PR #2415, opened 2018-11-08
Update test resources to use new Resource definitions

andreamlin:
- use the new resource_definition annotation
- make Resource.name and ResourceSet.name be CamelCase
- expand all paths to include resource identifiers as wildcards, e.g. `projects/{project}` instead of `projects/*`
###
Goal of the exercise:
Could you set down every record exactly as given?

Written answer:
PR #2415, opened 2018-11-08
Update test resources to use new Resource definitions

andreamlin:
- use the new resource_definition annotation
- make Resource.name and ResourceSet.name be CamelCase
- expand all paths to include resource identifiers as wildcards, e.g. `projects/{project}` instead of `projects/*`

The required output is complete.